Issue #30, opened 2016-12-20
Support for versioning and stages


sminnee:
Queries and manipulations need to work with the `Versioned` ORM add-on:

## Required operations

Queries

 * Queries by stage: draft/published ("Stage" and "Live")
 * Queries of content as at a historical date
 * Queries of content that are in a specific stage and don't exist on any other stage
 * Query content including deleted items
 * Query a specific version of a single record
 * Query all versions of a single record

Mutations

 * Write to a specific stage
 * Overwrite a specific version? (not sure if this is internal only)
 * Various workflow actions (publish, rollback, etc)

## Usage considerations

 * Powering the asset-admin and campaign-admin UIs in SS4
 * Generic content API for building rich JS apps, mobile apps, etc

## Possible implementation approaches

 * Different GraphQL end-point URLs for different stages.
 * A new GraphQL type for a stage and/or archive date that has the core content types as nested objects.
 * Extra parameters to queries and mutations for selecting stages, dates, versions
  
## Acceptance Criteria (WIP)

* All operations accept an optional parameter that defines the stage for the operation
* Stage parameter is not added if `versioned` is not installed
* No new scaffolded operations are added for reading/writing from stages
* For mutations, a reference to a version should suffice if no fields are being changed
* `Version` is exposed on all versioned data objects when `versioned` is installed
* `versioned` module provides new query for getting historical content
* Existing queries for versioned objects are backward compatible 
* Apollo can distinguish between records with duplicate IDs across different versions.

## Pull requests
- [x] https://github.com/silverstripe/silverstripe-versioned/pull/83
- [x] https://github.com/silverstripe/silverstripe-graphql/pull/128
- [x] https://github.com/silverstripe/silverstripe-asset-admin/pull/727
- [x] https://github.com/silverstripe/silverstripe-graphql/pull/133

chillu:
> Version is exposed on all versioned data objects when versioned is installed

@unclecheese Can we make this opt-out? I think there'll be public GraphQL endpoints which only want to expose a subset of properties and operations, and mask the fact that the object is versioned in the first place (or that historical versions exist).

PR #128, opened 2018-01-09
ENHANCEMENT: Versioning support for scaffolded operations

unclecheese:
Parent story https://github.com/silverstripe/silverstripe-graphql/issues/30


src/Scaffolding/Scaffolders/OperationScaffolder.php
```diff
@@ -46,20 +44,42 @@
...
+
+        return isset($operations[$class]) ? $operations[$class] : null;
+    }
+
+    /**
+     * Gets a map of operation identifiers to their classes
+     * @return array
+     */
+    public static function getOperations()
+    {
```
tractorcow: I'd like to see fewer static methods and more instance methods on a service. Can we use the OperationScaffolder instance instead?

src/Scaffolding/Util/OperationList.php
```diff
@@ -59,13 +58,17 @@ public function findByName($name)
...
+    public function findByIdentifier($identifier)
     {
-        return $this->findItemByCallback(function (OperationScaffolder $item) use ($id) {
-            return $item instanceof CRUDInterface && $id === $item->getIdentifier();
+        $scaffoldClass = OperationScaffolder::getClassFromIdentifier($identifier);
+        if (!$scaffoldClass) {
+            return false;
+        }
+        return $this->findItemByCallback(function (OperationScaffolder $item) use ($scaffoldClass) {
+            return $item instanceof $scaffoldClass;
```
tractorcow: What if another operation subclasses another? Should it be a proper class comparison, or can this allow subclasses?

composer.json
```diff
@@ -12,7 +12,7 @@
   },
   "extra": {
     "branch-alias": {
-      "1.x-dev": "1.1.x-dev"
+      "dev-master": "2.x-dev"
```
tractorcow: This should be a minor version increment not a master major version, shouldn't it?

composer.json
```diff
@@ -3,7 +3,7 @@
   "description": "GraphQL server for SilverStripe models and other data",
   "type": "silverstripe-vendormodule",
   "require": {
-    "silverstripe/framework": "^4",
+    "silverstripe/framework": "^5",
```
tractorcow: We need this in framework 4

src/Scaffolding/Scaffolders/CRUD/Create.php
```diff
@@ -89,8 +93,12 @@ protected function generateInputType()
                 foreach ($db as $dbFieldName => $dbFieldType) {
                     /** @var DBField $result */
```
tractorcow: I'd do this if you are relying on extension methods

```
/** @var DBField|TypeCreatorExtension $result */
```

src/Scaffolding/Scaffolders/CRUD/ReadOne.php
```diff
@@ -0,0 +1,61 @@
...
+            if (!singleton($this->dataObjectClass)->canView($context['currentUser'])) {
+                throw new Exception(sprintf(
+                    'Cannot view %s',
+                    $this->dataObjectClass
+                ));
+            }
+            // get as a list so extensions can influence it pre-query
+            $list = DataList::create($this->dataObjectClass)
+                ->filter('ID', $args['ID']);
+            $this->extend('updateList', $list, $args, $context, $info);
```
tractorcow: I would make `ReadOne` class take a `Read` instance as a dependency, and use this as the data source.

```php
// Inherit from source Read()
            $list = $parentRead
                ->getResults($args)
                ->filter('ID', $args['ID']);
            $this->extend('updateList', $list, $args, $context, $info);
```

and maybe move the extension point to inside getResults() so that decorations would also be respected.

src/Scaffolding/Interfaces/CRUDInterface.php
```diff
@@ -1,14 +0,0 @@
-<?php
-
-namespace SilverStripe\GraphQL\Scaffolding\Interfaces;
-
-/**
- * Defines the methods required for a class to provide a CRUD scaffold
- */
-interface CRUDInterface
```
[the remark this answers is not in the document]
unclecheese: We need to deprecate the idea of `CRUD`. The semantics of that are incorrect now that the operations are pluggable. It was named that way because when it was built, the idea was that the module would just provide those four operations out of the box, but now with versioning, that set of operations is pluggable (publish, unpublish, etc), so the concept of "CRUD" needs to be changed to something more akin to "Scaffolded Operations."

This interface was effectively used as a way of tagging a class to signal data to the scaffolder, but with these changes, the lines between a scaffolded operation and a custom one have been blurred, and that signaling is no longer necessary. They're all just operations.

Leaving this in would just be bloat. I don't know how conservative you want to be with your API changes on a module this nascent, but I'd like to see it removed.

src/Scaffolding/Scaffolders/CRUD/Create.php
unclecheese: Had no idea you could do that. Is that a union/mixin syntax? That's going to make my life so much better.

src/Scaffolding/Scaffolders/CRUD/ReadOne.php
unclecheese: That's clever, but `Read` has required constructor args. Is there a way for injector to pass in dynamic constructor args?  e.g.

```
  SilverStripe\GraphQL\Scaffolding\Scaffolders\OperationScaffolder.readOne:
    class: SilverStripe\GraphQL\Scaffolding\Scaffolders\CRUD\ReadOne
    properties:
      Reader: '%$SilverStripe\GraphQL\Scaffolding\Scaffolders\OperationScaffolder.read'
  SilverStripe\GraphQL\Scaffolding\Scaffolders\OperationScaffolder.read:
    class: SilverStripe\GraphQL\Scaffolding\Scaffolders\CRUD\Read
    constructor:
      dataObjectClass: $myOwner->operationName
```

Obviously invalid, but can you think of a way to do that?

The required constructor args for those operations make them very difficult to use as dependencies. I'd really like to make them optional and just throw in `scaffold()` if they're not set, but that's another story, and will make a ticket for it.

src/Scaffolding/Scaffolders/OperationScaffolder.php
unclecheese: Yeah, agreed. Previous version of this method was static so I left it that way, but it should be changed.

src/Scaffolding/Util/OperationList.php
unclecheese: Yup, good catch there.

src/Scaffolding/Scaffolders/SchemaScaffolder.php
```diff
@@ -24,13 +22,7 @@
  */
 class SchemaScaffolder implements ManagerMutatorInterface
 {
-    const CREATE = 'create';
```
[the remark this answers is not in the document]
unclecheese: This is explained in a previous comment. The concept of "CRUD" is effectively deprecated. The concept is more just "operations that I can activate for any dataobject type via configuration"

====

## [Prompt]
From beginning to end, the data must be duplicated exactly.

## [Solved problem]
Issue #30, opened 2016-12-20
Support for versioning and stages


sminnee:
Queries and manipulations need to work with the `Versioned` ORM add-on:

## Required operations

Queries

 * Queries by stage: draft/published ("Stage" and "Live")
 * Queries of content as at a historical date
 * Queries of content that are in a specific stage and don't exist on any other stage
 * Query content including deleted items
 * Query a specific version of a single record
 * Query all versions of a single record

Mutations

 * Write to a specific stage
 * Overwrite a specific version? (not sure if this is internal only)
 * Various workflow actions (publish, rollback, etc)

## Usage considerations

 * Powering the asset-admin and campaign-admin UIs in SS4
 * Generic content API for building rich JS apps, mobile apps, etc

## Possible implementation approaches

 * Different GraphQL end-point URLs for different stages.
 * A new GraphQL type for a stage and/or archive date that has the core content types as nested objects.
 * Extra parameters to queries and mutations for selecting stages, dates, versions
  
## Acceptance Criteria (WIP)

* All operations accept an optional parameter that defines the stage for the operation
* Stage parameter is not added if `versioned` is not installed
* No new scaffolded operations are added for reading/writing from stages
* For mutations, a reference to a version should suffice if no fields are being changed
* `Version` is exposed on all versioned data objects when `versioned` is installed
* `versioned` module provides new query for getting historical content
* Existing queries for versioned objects are backward compatible 
* Apollo can distinguish between records with duplicate IDs across different versions.

## Pull requests
- [x] https://github.com/silverstripe/silverstripe-versioned/pull/83
- [x] https://github.com/silverstripe/silverstripe-graphql/pull/128
- [x] https://github.com/silverstripe/silverstripe-asset-admin/pull/727
- [x] https://github.com/silverstripe/silverstripe-graphql/pull/133

chillu:
> Version is exposed on all versioned data objects when versioned is installed

@unclecheese Can we make this opt-out? I think there'll be public GraphQL endpoints which only want to expose a subset of properties and operations, and mask the fact that the object is versioned in the first place (or that historical versions exist).

PR #128, opened 2018-01-09
ENHANCEMENT: Versioning support for scaffolded operations

unclecheese:
Parent story https://github.com/silverstripe/silverstripe-graphql/issues/30


src/Scaffolding/Scaffolders/OperationScaffolder.php
```diff
@@ -46,20 +44,42 @@
...
+
+        return isset($operations[$class]) ? $operations[$class] : null;
+    }
+
+    /**
+     * Gets a map of operation identifiers to their classes
+     * @return array
+     */
+    public static function getOperations()
+    {
```
tractorcow: I'd like to see fewer static methods and more instance methods on a service. Can we use the OperationScaffolder instance instead?

src/Scaffolding/Util/OperationList.php
```diff
@@ -59,13 +58,17 @@ public function findByName($name)
...
+    public function findByIdentifier($identifier)
     {
-        return $this->findItemByCallback(function (OperationScaffolder $item) use ($id) {
-            return $item instanceof CRUDInterface && $id === $item->getIdentifier();
+        $scaffoldClass = OperationScaffolder::getClassFromIdentifier($identifier);
+        if (!$scaffoldClass) {
+            return false;
+        }
+        return $this->findItemByCallback(function (OperationScaffolder $item) use ($scaffoldClass) {
+            return $item instanceof $scaffoldClass;
```
tractorcow: What if another operation subclasses another? Should it be a proper class comparison, or can this allow subclasses?

composer.json
```diff
@@ -12,7 +12,7 @@
   },
   "extra": {
     "branch-alias": {
-      "1.x-dev": "1.1.x-dev"
+      "dev-master": "2.x-dev"
```
tractorcow: This should be a minor version increment not a master major version, shouldn't it?

composer.json
```diff
@@ -3,7 +3,7 @@
   "description": "GraphQL server for SilverStripe models and other data",
   "type": "silverstripe-vendormodule",
   "require": {
-    "silverstripe/framework": "^4",
+    "silverstripe/framework": "^5",
```
tractorcow: We need this in framework 4

src/Scaffolding/Scaffolders/CRUD/Create.php
```diff
@@ -89,8 +93,12 @@ protected function generateInputType()
                 foreach ($db as $dbFieldName => $dbFieldType) {
                     /** @var DBField $result */
```
tractorcow: I'd do this if you are relying on extension methods

```
/** @var DBField|TypeCreatorExtension $result */
```

src/Scaffolding/Scaffolders/CRUD/ReadOne.php
```diff
@@ -0,0 +1,61 @@
...
+            if (!singleton($this->dataObjectClass)->canView($context['currentUser'])) {
+                throw new Exception(sprintf(
+                    'Cannot view %s',
+                    $this->dataObjectClass
+                ));
+            }
+            // get as a list so extensions can influence it pre-query
+            $list = DataList::create($this->dataObjectClass)
+                ->filter('ID', $args['ID']);
+            $this->extend('updateList', $list, $args, $context, $info);
```
tractorcow: I would make `ReadOne` class take a `Read` instance as a dependency, and use this as the data source.

```php
// Inherit from source Read()
            $list = $parentRead
                ->getResults($args)
                ->filter('ID', $args['ID']);
            $this->extend('updateList', $list, $args, $context, $info);
```

and maybe move the extension point to inside getResults() so that decorations would also be respected.

src/Scaffolding/Interfaces/CRUDInterface.php
```diff
@@ -1,14 +0,0 @@
-<?php
-
-namespace SilverStripe\GraphQL\Scaffolding\Interfaces;
-
-/**
- * Defines the methods required for a class to provide a CRUD scaffold
- */
-interface CRUDInterface
```
[the remark this answers is not in the document]
unclecheese: We need to deprecate the idea of `CRUD`. The semantics of that are incorrect now that the operations are pluggable. It was named that way because when it was built, the idea was that the module would just provide those four operations out of the box, but now with versioning, that set of operations is pluggable (publish, unpublish, etc), so the concept of "CRUD" needs to be changed to something more akin to "Scaffolded Operations."

This interface was effectively used as a way of tagging a class to signal data to the scaffolder, but with these changes, the lines between a scaffolded operation and a custom one have been blurred, and that signaling is no longer necessary. They're all just operations.

Leaving this in would just be bloat. I don't know how conservative you want to be with your API changes on a module this nascent, but I'd like to see it removed.

src/Scaffolding/Scaffolders/CRUD/Create.php
unclecheese: Had no idea you could do that. Is that a union/mixin syntax? That's going to make my life so much better.

src/Scaffolding/Scaffolders/CRUD/ReadOne.php
unclecheese: That's clever, but `Read` has required constructor args. Is there a way for injector to pass in dynamic constructor args?  e.g.

```
  SilverStripe\GraphQL\Scaffolding\Scaffolders\OperationScaffolder.readOne:
    class: SilverStripe\GraphQL\Scaffolding\Scaffolders\CRUD\ReadOne
    properties:
      Reader: '%$SilverStripe\GraphQL\Scaffolding\Scaffolders\OperationScaffolder.read'
  SilverStripe\GraphQL\Scaffolding\Scaffolders\OperationScaffolder.read:
    class: SilverStripe\GraphQL\Scaffolding\Scaffolders\CRUD\Read
    constructor:
      dataObjectClass: $myOwner->operationName
```

Obviously invalid, but can you think of a way to do that?

The required constructor args for those operations make them very difficult to use as dependencies. I'd really like to make them optional and just throw in `scaffold()` if they're not set, but that's another story, and will make a ticket for it.

src/Scaffolding/Scaffolders/OperationScaffolder.php
unclecheese: Yeah, agreed. Previous version of this method was static so I left it that way, but it should be changed.

src/Scaffolding/Util/OperationList.php
unclecheese: Yup, good catch there.

src/Scaffolding/Scaffolders/SchemaScaffolder.php
```diff
@@ -24,13 +22,7 @@
  */
 class SchemaScaffolder implements ManagerMutatorInterface
 {
-    const CREATE = 'create';
```
[the remark this answers is not in the document]
unclecheese: This is explained in a previous comment. The concept of "CRUD" is effectively deprecated. The concept is more just "operations that I can activate for any dataobject type via configuration"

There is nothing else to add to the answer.